→ WHAT TO PRODUCE: In the entries below, how many lines contain the string "need"? Give the number by itself.

→ SOURCE MATERIAL:
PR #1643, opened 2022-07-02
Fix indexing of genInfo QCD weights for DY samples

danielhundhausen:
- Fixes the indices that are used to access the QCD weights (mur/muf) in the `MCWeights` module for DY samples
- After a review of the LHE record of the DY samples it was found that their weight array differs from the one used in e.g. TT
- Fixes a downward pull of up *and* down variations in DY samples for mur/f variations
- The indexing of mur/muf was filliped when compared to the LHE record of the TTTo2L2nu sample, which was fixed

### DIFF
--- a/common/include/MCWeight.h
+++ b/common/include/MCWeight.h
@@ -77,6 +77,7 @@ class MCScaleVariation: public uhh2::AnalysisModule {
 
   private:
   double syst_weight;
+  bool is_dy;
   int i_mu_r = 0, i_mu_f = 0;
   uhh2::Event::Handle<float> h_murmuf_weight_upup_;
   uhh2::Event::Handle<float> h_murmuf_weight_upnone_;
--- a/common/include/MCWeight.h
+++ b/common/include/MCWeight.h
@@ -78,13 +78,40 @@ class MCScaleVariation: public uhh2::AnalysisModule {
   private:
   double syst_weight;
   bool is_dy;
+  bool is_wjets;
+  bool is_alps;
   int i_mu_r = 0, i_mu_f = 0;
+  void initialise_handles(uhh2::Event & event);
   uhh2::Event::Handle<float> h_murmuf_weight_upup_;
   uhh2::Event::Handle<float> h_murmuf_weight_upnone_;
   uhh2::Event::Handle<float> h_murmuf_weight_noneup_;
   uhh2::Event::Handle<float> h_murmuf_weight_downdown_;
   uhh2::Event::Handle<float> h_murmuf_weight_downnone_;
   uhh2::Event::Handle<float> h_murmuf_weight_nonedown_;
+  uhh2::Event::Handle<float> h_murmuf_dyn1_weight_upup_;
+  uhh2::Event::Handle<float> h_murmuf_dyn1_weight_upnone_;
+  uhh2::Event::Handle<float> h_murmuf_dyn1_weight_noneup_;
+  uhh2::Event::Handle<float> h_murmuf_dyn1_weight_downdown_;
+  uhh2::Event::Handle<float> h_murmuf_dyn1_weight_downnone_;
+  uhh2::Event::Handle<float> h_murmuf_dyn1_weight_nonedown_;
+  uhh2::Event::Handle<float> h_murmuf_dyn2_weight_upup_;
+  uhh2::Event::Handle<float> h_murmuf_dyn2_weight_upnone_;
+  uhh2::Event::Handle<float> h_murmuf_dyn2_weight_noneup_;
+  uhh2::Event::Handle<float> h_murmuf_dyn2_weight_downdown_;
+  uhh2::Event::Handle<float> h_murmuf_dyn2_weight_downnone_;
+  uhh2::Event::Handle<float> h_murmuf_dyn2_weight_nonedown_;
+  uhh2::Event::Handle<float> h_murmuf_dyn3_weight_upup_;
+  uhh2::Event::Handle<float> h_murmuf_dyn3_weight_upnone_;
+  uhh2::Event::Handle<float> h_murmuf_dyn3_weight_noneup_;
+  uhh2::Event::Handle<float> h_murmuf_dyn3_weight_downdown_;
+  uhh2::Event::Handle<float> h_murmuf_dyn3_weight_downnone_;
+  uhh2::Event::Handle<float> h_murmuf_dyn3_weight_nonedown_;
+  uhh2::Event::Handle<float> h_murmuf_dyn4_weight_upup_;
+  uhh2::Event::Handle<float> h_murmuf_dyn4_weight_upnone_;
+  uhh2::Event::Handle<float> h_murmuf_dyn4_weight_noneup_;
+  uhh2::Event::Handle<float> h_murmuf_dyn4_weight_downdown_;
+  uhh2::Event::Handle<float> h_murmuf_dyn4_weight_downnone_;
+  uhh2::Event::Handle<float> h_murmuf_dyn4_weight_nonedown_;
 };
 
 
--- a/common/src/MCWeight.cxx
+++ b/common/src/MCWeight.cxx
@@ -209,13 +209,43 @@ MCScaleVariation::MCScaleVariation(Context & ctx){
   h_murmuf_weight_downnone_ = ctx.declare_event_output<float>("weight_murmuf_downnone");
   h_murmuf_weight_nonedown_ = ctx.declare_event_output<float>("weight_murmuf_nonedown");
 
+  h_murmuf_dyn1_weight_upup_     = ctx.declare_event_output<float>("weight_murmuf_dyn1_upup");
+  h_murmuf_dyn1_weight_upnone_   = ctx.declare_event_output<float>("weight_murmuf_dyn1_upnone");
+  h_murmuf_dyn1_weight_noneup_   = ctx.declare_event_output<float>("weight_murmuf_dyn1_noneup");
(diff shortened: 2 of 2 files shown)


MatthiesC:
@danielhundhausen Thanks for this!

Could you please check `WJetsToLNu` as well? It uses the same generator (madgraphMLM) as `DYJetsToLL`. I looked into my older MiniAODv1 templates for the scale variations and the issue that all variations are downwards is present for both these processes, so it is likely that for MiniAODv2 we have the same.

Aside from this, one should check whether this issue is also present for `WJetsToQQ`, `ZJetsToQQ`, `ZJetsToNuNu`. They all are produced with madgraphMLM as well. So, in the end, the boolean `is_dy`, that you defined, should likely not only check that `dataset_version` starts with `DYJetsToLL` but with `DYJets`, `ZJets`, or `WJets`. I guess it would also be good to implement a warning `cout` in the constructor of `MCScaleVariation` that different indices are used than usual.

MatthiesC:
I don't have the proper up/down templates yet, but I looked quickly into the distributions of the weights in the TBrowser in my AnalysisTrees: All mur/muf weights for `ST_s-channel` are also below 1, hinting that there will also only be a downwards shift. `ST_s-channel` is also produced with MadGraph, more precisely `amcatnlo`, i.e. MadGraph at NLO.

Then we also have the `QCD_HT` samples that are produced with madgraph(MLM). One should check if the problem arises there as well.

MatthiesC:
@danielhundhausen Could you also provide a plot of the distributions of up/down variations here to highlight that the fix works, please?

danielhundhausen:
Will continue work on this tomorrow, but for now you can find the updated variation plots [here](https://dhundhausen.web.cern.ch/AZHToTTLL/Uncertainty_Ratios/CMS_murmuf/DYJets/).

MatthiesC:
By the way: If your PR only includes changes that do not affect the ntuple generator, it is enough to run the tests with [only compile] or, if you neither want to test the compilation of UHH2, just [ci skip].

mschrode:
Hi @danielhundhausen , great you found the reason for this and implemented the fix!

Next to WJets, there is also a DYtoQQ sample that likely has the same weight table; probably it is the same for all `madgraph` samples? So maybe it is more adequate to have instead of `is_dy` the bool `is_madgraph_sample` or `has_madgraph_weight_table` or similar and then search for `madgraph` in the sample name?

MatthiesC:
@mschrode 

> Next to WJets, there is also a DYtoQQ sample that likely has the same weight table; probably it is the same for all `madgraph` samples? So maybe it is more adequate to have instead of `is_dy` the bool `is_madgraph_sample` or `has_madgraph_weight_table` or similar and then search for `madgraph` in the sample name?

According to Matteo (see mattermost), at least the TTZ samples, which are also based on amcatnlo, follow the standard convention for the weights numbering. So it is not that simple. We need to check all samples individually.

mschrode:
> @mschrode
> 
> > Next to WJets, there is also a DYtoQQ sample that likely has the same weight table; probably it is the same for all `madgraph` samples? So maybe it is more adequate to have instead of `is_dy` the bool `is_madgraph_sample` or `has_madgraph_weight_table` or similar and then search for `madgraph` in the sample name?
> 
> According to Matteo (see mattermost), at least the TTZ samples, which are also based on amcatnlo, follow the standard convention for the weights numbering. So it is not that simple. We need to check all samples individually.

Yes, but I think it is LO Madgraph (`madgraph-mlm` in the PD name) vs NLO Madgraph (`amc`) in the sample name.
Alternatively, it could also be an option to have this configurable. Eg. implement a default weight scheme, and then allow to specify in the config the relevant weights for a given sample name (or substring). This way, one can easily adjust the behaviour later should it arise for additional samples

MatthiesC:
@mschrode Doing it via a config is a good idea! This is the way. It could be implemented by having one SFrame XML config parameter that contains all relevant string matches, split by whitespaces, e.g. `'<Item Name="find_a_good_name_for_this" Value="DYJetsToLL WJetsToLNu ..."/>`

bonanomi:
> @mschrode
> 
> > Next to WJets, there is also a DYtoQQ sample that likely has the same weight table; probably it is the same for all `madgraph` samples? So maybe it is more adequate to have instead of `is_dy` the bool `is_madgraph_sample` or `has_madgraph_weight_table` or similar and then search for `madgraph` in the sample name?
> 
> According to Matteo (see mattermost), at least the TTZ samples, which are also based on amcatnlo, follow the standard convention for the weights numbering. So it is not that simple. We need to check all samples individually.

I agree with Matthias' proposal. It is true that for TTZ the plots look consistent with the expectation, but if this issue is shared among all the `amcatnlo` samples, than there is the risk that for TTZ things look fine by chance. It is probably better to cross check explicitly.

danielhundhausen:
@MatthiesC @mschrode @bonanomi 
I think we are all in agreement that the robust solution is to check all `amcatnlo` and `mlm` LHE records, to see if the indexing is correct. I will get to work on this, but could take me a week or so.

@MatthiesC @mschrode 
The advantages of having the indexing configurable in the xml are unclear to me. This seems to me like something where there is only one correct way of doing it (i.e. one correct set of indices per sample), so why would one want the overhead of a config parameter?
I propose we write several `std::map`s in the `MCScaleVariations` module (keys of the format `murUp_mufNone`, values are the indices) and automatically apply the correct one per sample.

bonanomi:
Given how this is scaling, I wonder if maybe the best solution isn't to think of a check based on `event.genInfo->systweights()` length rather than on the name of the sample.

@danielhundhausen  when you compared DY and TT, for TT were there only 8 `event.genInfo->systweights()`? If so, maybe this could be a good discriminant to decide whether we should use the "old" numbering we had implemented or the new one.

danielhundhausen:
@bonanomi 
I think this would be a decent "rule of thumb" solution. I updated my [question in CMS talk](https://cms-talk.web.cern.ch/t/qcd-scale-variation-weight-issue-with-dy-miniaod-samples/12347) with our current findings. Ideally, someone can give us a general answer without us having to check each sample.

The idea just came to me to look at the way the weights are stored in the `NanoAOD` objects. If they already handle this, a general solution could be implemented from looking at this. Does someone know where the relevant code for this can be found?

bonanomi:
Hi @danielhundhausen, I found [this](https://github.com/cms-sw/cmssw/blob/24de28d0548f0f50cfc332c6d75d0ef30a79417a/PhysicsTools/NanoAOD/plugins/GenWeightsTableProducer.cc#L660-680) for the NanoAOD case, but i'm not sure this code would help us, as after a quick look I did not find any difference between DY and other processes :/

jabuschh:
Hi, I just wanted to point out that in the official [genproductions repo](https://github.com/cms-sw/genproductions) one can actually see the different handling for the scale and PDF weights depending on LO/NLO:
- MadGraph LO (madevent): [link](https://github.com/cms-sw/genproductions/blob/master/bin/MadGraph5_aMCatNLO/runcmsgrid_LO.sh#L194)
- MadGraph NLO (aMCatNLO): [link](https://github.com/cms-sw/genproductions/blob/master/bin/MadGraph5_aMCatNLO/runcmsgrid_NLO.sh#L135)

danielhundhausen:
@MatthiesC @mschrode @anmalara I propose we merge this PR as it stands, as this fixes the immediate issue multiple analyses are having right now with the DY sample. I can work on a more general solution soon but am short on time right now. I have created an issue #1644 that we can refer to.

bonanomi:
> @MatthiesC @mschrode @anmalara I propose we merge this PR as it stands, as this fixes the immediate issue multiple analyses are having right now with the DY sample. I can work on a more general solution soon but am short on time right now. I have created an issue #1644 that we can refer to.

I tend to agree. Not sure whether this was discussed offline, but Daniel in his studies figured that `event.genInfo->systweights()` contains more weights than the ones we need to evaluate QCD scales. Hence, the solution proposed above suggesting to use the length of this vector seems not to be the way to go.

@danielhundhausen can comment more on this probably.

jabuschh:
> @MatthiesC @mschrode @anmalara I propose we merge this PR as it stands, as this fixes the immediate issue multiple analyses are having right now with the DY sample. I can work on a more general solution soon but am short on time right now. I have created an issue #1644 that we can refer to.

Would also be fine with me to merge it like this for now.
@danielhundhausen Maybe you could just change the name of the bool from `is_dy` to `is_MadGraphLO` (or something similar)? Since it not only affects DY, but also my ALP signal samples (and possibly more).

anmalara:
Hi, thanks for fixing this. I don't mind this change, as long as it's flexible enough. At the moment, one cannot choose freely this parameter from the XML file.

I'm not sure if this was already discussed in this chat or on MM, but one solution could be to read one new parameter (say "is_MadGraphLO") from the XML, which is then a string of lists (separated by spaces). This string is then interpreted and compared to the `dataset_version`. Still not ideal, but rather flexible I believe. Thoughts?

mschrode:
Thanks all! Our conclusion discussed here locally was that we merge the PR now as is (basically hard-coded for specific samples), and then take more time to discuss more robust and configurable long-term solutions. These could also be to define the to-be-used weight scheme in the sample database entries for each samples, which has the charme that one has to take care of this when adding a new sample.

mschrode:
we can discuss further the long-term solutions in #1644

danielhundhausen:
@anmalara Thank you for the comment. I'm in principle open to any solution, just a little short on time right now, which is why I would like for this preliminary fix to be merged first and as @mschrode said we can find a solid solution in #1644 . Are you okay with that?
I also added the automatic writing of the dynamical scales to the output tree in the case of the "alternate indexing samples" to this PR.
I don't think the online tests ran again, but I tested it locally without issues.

→ COMPLETED TASK: 4